# Sigma Notation

## Key Questions

• First expand the series for each value of n $\frac{n}{2 n + 1}$=1/(2(1)+1+2/(2(2)+1+3/(2(3)+1+4/(2(4)+1+5/(2(5)+1

Next, perform the operations in the denominator...

$\frac{1}{3}$+$\frac{2}{5}$+$\frac{3}{7}$+$\frac{4}{9}$+$\frac{5}{11}$

Now, to add fractions we need a common denominator... in this case it's $3465$

Next, we have to multiply each numerator and denominator by the missing components...

$\frac{1}{3}$ gets multiplied by $1155$ giving $\frac{1155}{3465}$

(Divide the $3465$ by $3$ to get $1155$ and divide the rest by the given denominator.)

2/5*693/693=1386/3465, 3/7*495/495=1485/3465, 4/9*385/385=1540/3465 and 5/11*315/315=1575/3465

Now simply add the numerators together... $\frac{1155 + 1386 + 1485 + 1540 + 1575}{3465}$

giving $\frac{7141}{3465}$.

• $\frac{1}{2} + \frac{1}{4} + \frac{1}{8} + \cdots = \frac{1}{2} ^ 1 + \frac{1}{2} ^ 2 + \frac{1}{2} ^ 3 + \cdots = {\sum}_{n = 1}^{\infty} \frac{1}{2} ^ n$

• Sigma notation can be a bit daunting, but it's actually rather straightforward. The common way to write sigma notation is as follows:

${\sum}_{x}^{n} f \left(x\right)$

Breaking it down into its parts:

• The $\sum$ sign just means "the sum".
• The $x$ at the bottom is our starting value for x. It usually has a number next to it: ${\sum}_{x = 0}$, for example, means we start at x=0 and carry on upwards until we hit...
• The $n$ at the top.
• The $f \left(x\right)$ is what we need to plug all these values into. At the end, we add the results obtained from here together, and that's our answer.

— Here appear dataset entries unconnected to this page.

PR #2419, opened 2016-05-14
Model enum units metadata

rleigh-dundee:
This PR is the first part of the C++ units support needed for the 2015 model.  The primary change is the introduction of extended enum metadata to the schema, for use by the generator (it's all `xsd:appinfo/xsdfu` data so isn't a model change).  This allows the enum name to be different from the language enum name, which removes the need to hardcode the differences in the generator.  It also has alternative names to allow for plurals, language differences and alternative regexes, which also removes hardcoded behaviour from the generator and supplementary configuration files (`enum_handler.cfg`).

- Unit language enum names are now the full unit name, matching OMERO.  The symbol names were inconsistent, caused clashes with system headers for C++, and had capitalisation and encoding issues with the micron symbol.  The corresponding code changes are the bulk of this PR.
- Binning names are not hardcoded in the generator; I've chosen a proper name rather than a mixture of names and symbols, which is a breaking change but is a better choice; can be reverted if compatibility is more important
- The code generator passes through a full copy of the parsed schemas, since bugs in generateds strip out needed information like per-enum metadata; this makes much more information available than previously.  Currently it's only used for the enum metadata.
- The C++ generator changes aren't tested here since we don't use the new model yet.  Future work extends (and corrects) some of the changes made here.

--------

Testing:

- Check jobs are green
- Review generated code changes for Java and C++ https://ci.openmicroscopy.org/job/BIOFORMATS-DEV-merge-generated-sources/lastSuccessfulBuild/artifact/ome-xml-model-java.diff
- Verify that the enum name changes are correct and acceptable
- Verify that downstream users are not affected by the changes; if they are then they will need updating

--------

Followup work

- If the Binning and FontFamily changes to ome.xsd are acceptable, I'd like to move all enum definitions to the top-level like this for consistency with the code generator--it would mean only a single method of handling enums in the generator which would remove some unnecessary complexity from it
- Additional C++ PRs for MapAnnotations and 2015 model generation


components/xsd-fu/python/ome/modeltools/property.py
```diff
@@ -345,6 +351,50 @@ def _get_unitsType(self):
...
         doc="""The property's units type.""")
 
+    def _get_enumProperties(self):
+        if self.isEnumeration:
+            if self.enumProps is None:
+                self.enumProps = dict()
+
+                try:
+                    root = self.model.schemas['ome']
+                    enum = root.find("{http://www.w3.org/2001/XMLSchema}simpleType[@name='%s']" % self.langType)
```
sbesson: Note that using an xpath expression requires ElementTree 1.3+ (see http://stackoverflow.com/a/4809350). However, our Centos6-based CI bundles an older version of the library which explains the [failures of the build](https://ci.openmicroscopy.org/view/Failing/job/BIOFORMATS-DEV-breaking-build).

rleigh-dundee: Yes, this is quite annoying.  I was about to make a card for this.  A wider question would be whether we should or could drop Python 1.6 support for the bioformats build.  We could switch the jobs to centos 7 nodes or use Python 2.7 on CentOS 6.

rleigh-dundee: See https://trello.com/c/fzgLYbvK/142-drop-python-2-6-support

sbesson:
Barring the Python 2.6 issue discussed above, my main concern about the current state of this PR is the complete removal of the Java unit enums introduced in Bio-Formats 5.1.0.

For consumers of Bio-Formats who have been adjusting their code to account for units, there is no doubt this breaking change would force them to modify their code once again to comply with the new units. Completely dropping this API without having scoped the upcoming steps and warned about it can put both ourselves and our community in a precarious position. On the other hand, I appreciate the homogenization of the unit system across our stack and the overall intent.

Couple of immediate suggestions/thoughts to move forward:
- no strong veto to using the new enums proposed in the schema especially if they match the model/C++/OMERO. I would reintroduce the old enums in `UNITS.java` and deprecate them instead of dropping them.
- should we use the occasion to work on a proper documentation page for the current units system in the Bio-Formats developer documentation? /cc @hflynn 

Once we have frozen the 2016 model, we should definitely take the time to go through the units to-do column and define our next actions.

rleigh-dundee:
@sbesson UNITS.java updated to retain the old names, and (I think) I've fixed the Python 2.6 issues, we'll see shortly.

Regarding documentation, I'm not sure yet.  Might be worth waiting until all the C++ units stuff is done; we might want to port some of that back to Java; UNITS.java is hideous, and might be replaceable entirely.

sbesson:
Note that one side effect of the current state of this PR is that it will break the unit conversion logic in `FormatTools.getPhysicalSize()` which currently relies on the units order - so we will have to make sure https://trello.com/c/7A22zVaV/60-refactor-units-conversions is reviewed.

joshmoore:
:+1: for the deprecation. Minor comments from me:

 * if a squash is trivial it might be worth it
 * Use of the `@Deprecated` annotation would probably be useful at the same time. (It updates the javadoc as well, so if only one is going to be used, I'd side with the annotation)

rleigh-dundee:
@joshmoore I originally tried `@Deprecated` but it seems that it's Java8-only for static members; it failed to compile for me.

I can certainly squash the commits.

joshmoore:
> but it seems that it's Java8-only for static members; it failed to compile for me.

Hmmm.... odd. 

```
$ cat a.java
@Deprecated
public class a {

  @Deprecated
  public static final String t = "t";

  public static void main(String[] args) {
    System.out.println(t);
  }

}
$ javac a.java
$ java a
t
$ javac -version
javac 1.7.0_95
```

Do we perhaps still have a 1.6 setting somewhere?

rleigh-dundee:
@joshmoore Unsure, but I don't think so.  I got the error with OpenJDK8 on Linux.  I'll paste the error message in a short while when I can repeat it.

rleigh-dundee:
@sbesson The enum order is unchanged though; the deprecated UNITS constants are a separate thing.  If you look at the generated code changes, UnitsLength is unchanged in terms of the unit ordering.  (The problems noted with it still need fixing independently of this PR though.)

rleigh-dundee:
@joshmoore Hmm, I can't reproduce the failure now, so I've switched to `@Deprecated` and squashed as requested.  Changes which are logically separate or might be revertable in the future have been left separate.

components/xsd-fu/templates-java/OMEXMLModelEnum.template
```diff
@@ -72,11 +95,22 @@ public enum ${klass.langType} implements Enumeration
...
+{% if klass.enumProperties is None or not value in klass.enumProperties or klass.enumProperties[value].get('enum', None) is None %}\
     if ("${value}".equals(value))
     {
       return ${enum_value_name(value, klass.isUnitsEnumeration).upper()};
     }
 {% end %}\
+{% end %}\
+
+{% for value in klass.possibleValues %}\
+{% end %}\
```
dgault: Is this an old debug loop which can be removed?

components/xsd-fu/templates-java/OMEXMLModelEnum.template
```diff
@@ -61,7 +61,30 @@ import ome.xml.model.primitives.*;
 
 public enum ${klass.langType} implements Enumeration
 {
-  ${", ".join(['%s("%s")' % (enum_value_name(value, klass.isUnitsEnumeration), value) for value in klass.possibleValues])};
+{% for value in klass.possibleValues %}\
+{% if klass.enumProperties is not None and value in klass.enumProperties and klass.enumProperties[value].get('enum', None) is not None %}\
+{% if value == klass.possibleValues[-1] %}\
+  ${klass.enumProperties[value].enum}("${value}") /** ${klass.enumDocumentation[value]} */;
```
sbesson: Minor thought: would it be worth splitting this into two lines so that the enum documentation can also server as Javadoc ?

components/xsd-fu/templates-java/OMEXMLModelEnum.template
rleigh-dundee: Unsure, but it can certainly be removed.  Pushed now.

components/xsd-fu/templates-java/OMEXMLModelEnum.template
rleigh-dundee: I thought this was valid javadoc syntax for enum values?  No matter though, I've pushed a change to move the comments onto the preceding line.

sbesson:
@rleigh-dundee: you are correct about `EnumLength`, I got confused by the Javadoc which is ordering enums alphabetically however the ordering is unchanged in the generated classes.

Do the the breaking changes in the `ome.xml.enums` classes need to be communicated or are the `EnumHandler` classes the user-facing classes for manipulating enums on the Java side?

With regard to the order of follow-up PRs, no strong veto to generalizing the enum definition work initiated in this PR and they decrease the code generation burden but let us make sure the C++ work takes priority.

rleigh-dundee:
@sbesson I think we definitely need to communicate that the enums have changed.  But the impact is likely very low.  If you're using the UNITS statics or the metadata store, you'll not be affected, which should be most people.  Only people who are using the enums directly will be affected.

components/xsd-fu/templates-java/OMEXMLModelEnumHandler.template
```diff
@@ -91,10 +91,15 @@ public class ${klass.langType}EnumHandler implements IEnumerationHandler {
 {% for value in klass.possibleValues %}\
     p.put("^\\\s*${value}\\\s*", "${value}");
 {% end %}\
-{% if klass.langType in config %}\
     // BEGIN custom enumeration mappings
```
dgault: Perhaps an if statement around the comment here to check if klass.possibleValues is not none and greater than zero would be useful. Otherwise the comment appears in the generated code even if there are no custom enum mappings

dgault:
Other than the 2 minor comments made, the templates, resulting generated code and enum renaming  look good to me.

components/xsd-fu/templates-java/OMEXMLModelEnumHandler.template
rleigh-dundee: The conditional ends up being a bit more complex than that--this is always true--so I redid it to make the custom mapping line comments more informative which should hopefully have the same effect.

sbesson:
From my last review of the generated sources diff, in addition to the deprecation of the short `ome.units.UNITS` enums in favor of the long unit names discussed above, the breaking changes arising from this PR concern the following enum classes:
- [ome.xml.model.enums.Binning](https://ci.openmicroscopy.org/job/BIOFORMATS-DEV-merge-build/javadoc/ome/xml/model/enums/Binning.html)
- [ome.xml.model.enums.PixelType](https://ci.openmicroscopy.org/job/BIOFORMATS-DEV-merge-build/javadoc/ome/xml/model/enums/PixelType.html)
- [ome.xml.model.enums.UnitsElectricPotential](https://ci.openmicroscopy.org/job/BIOFORMATS-DEV-merge-build/javadoc/ome/xml/model/enums/UnitsElectricPotential.html)
- [ome.xml.model.enums.UnitsFrequency](https://ci.openmicroscopy.org/job/BIOFORMATS-DEV-merge-build/javadoc/ome/xml/model/enums/UnitsFrequency.html)
- [ome.xml.model.enums.UnitsLength](https://ci.openmicroscopy.org/job/BIOFORMATS-DEV-merge-build/javadoc/ome/xml/model/enums/UnitsLength.html)
- [ome.xml.model.enums.UnitsPower](https://ci.openmicroscopy.org/job/BIOFORMATS-DEV-merge-build/javadoc/ome/xml/model/enums/UnitsPower.html)
- [ome.xml.model.enums.UnitsPressure](https://ci.openmicroscopy.org/job/BIOFORMATS-DEV-merge-build/javadoc/ome/xml/model/enums/UnitsPressure.html)
- [ome.xml.model.enums.UnitsTemperature](https://ci.openmicroscopy.org/job/BIOFORMATS-DEV-merge-build/javadoc/ome/xml/model/enums/UnitsTemperature.html)
- [ome.xml.model.enums.UnitsTime](https://ci.openmicroscopy.org/job/BIOFORMATS-DEV-merge-build/javadoc/ome/xml/model/enums/UnitsTime.html)

The enum constants defined in the last seven classes should likely be checked against OMERO [UnitsElectricPotential](http://downloads.openmicroscopy.org/omero/5.2.3/api/ome/model/enums/UnitsElectricPotential.html), [UnitsFrequency](http://downloads.openmicroscopy.org/omero/5.2.3/api/ome/model/enums/UnitsFrequency.html), [UnitsFrequency](http://downloads.openmicroscopy.org/omero/5.2.3/api/ome/model/enums/UnitsFrequency.html), [UnitsLength](http://downloads.openmicroscopy.org/omero/5.2.3/api/ome/model/enums/UnitsLength.html), [UnitsPower](http://downloads.openmicroscopy.org/omero/5.2.3/api/ome/model/enums/UnitsPower.html),  [UnitsPressure](http://downloads.openmicroscopy.org/omero/5.2.3/api/ome/model/enums/UnitsPressure.html),  [UnitsTemperature](http://downloads.openmicroscopy.org/omero/5.2.3/api/ome/model/enums/UnitsTemperature.html) and [UnitsTime](http://downloads.openmicroscopy.org/omero/5.2.3/api/ome/model/enums/UnitsTime.html) to make sure we are consistent.

sbesson:
Discussed the PR and its potential impact with @joshmoore and @rleigh-dundee. Added a [documentation task](https://trello.com/c/FvyQj7OP/144-document-unit-changes) and a [review card](https://trello.com/c/CCldRgeg/145-final-review-of-the-model-breaking-changes) to complete as part of this effort for the model freeze. Merging.

PR #2422, opened 2016-05-17
FilePatternReader: fix openBytes

simleo:
Adds the following to `FilePatternReader.openBytes`:

* a `helper.setSeries` call to so that the correct planes are returned when stitching multi-series files
* a `helper.close` call to match `helper.setId` (avoids file leaks)

### DIFF
--- a/components/formats-bsd/src/loci/formats/in/FilePatternReader.java
+++ b/components/formats-bsd/src/loci/formats/in/FilePatternReader.java
@@ -134,7 +134,9 @@ public class FilePatternReader extends FormatReader {
     int planeIndex = fileIndexes[getSeries()][no][1];
     helper.setId(files[fileIndex]);
     helper.setSeries(getSeries());
-    return helper.openBytes(planeIndex, buf, x, y, w, h);
+    byte[] plane = helper.openBytes(planeIndex, buf, x, y, w, h);
+    helper.close();
+    return plane;
   }
 
   @Override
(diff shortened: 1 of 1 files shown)


components/formats-bsd/src/loci/formats/in/FilePatternReader.java
```diff
@@ -133,7 +133,11 @@ public FilePatternReader() {
     int fileIndex = fileIndexes[getSeries()][no][0];
     int planeIndex = fileIndexes[getSeries()][no][1];
     helper.setId(files[fileIndex]);
-    return helper.openBytes(planeIndex, buf, x, y, w, h);
+    int oldSeries = helper.getSeries();
+    helper.setSeries(getSeries());
+    byte[] plane = helper.openBytes(planeIndex, buf, x, y, w, h);
+    helper.setSeries(oldSeries);
```
joshmoore: Happy to test as is, but this might should be in a `finally {}`

components/formats-bsd/src/loci/formats/in/FilePatternReader.java
```diff
@@ -133,7 +133,11 @@ public FilePatternReader() {
     int fileIndex = fileIndexes[getSeries()][no][0];
     int planeIndex = fileIndexes[getSeries()][no][1];
     helper.setId(files[fileIndex]);
-    return helper.openBytes(planeIndex, buf, x, y, w, h);
+    int oldSeries = helper.getSeries();
+    helper.setSeries(getSeries());
```
melissalinkert: This will break the case where ```FilePatternReader``` has multiple series, but each file has a single series.  I don't know off hand if any of the IDR datasets exhibit this, but would be worth verifying before merging.

I'd also expect just ```helper.setSeries(getSeries())``` to be sufficient (without saving/resetting the series afterwards), but if there is a reason for the extra calls it might be good to document it.

joshmoore:
Merging for IDR-0.0.5

PR #2424, opened 2016-05-18
Tests and logging (metadata)

simleo:
Rebases #2396 onto metadata. Brings the Maven test output line count from 9158 down to 3525 (Maven 3.0.5 on my laptop), reducing the risk that Travis will break again soon.

### DIFF
--- a/ant/java.xml
+++ b/ant/java.xml
@@ -65,7 +65,7 @@ Type "ant -p" for a list of targets.
       <then>
         <junit haltonfailure="true" fork="true">
           <classpath>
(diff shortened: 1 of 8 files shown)


joshmoore:
Makes sense and green. Was this a manual rebase to have lost the original commit messages?

simleo:
@joshmoore yes, I've applied the whole diff and made a single commit. Is that bad practice?

joshmoore:
@simleo : it loses the authorship (in this case from @sbesson) . Typically a rebase is used. Considering this is a minor PR on a minor branch (in a minor arm of a minor galaxy). Merging. Happy to discuss the workflow elsewhere.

Note that it's not always $f \left(x\right)$ - it is most often $f \left(n\right)$ or $f \left(i\right)$.

As an example:

${\sum}_{x = 0}^{9} {\left(\sqrt{x} + 1\right)}^{2}$

means we need to find

${\left(\sqrt{0} + 1\right)}^{2} + {\left(\sqrt{1} + 1\right)}^{2} + {\left(\sqrt{2} + 1\right)}^{2} + \ldots + {\left(\sqrt{9} + 1\right)}^{2}$.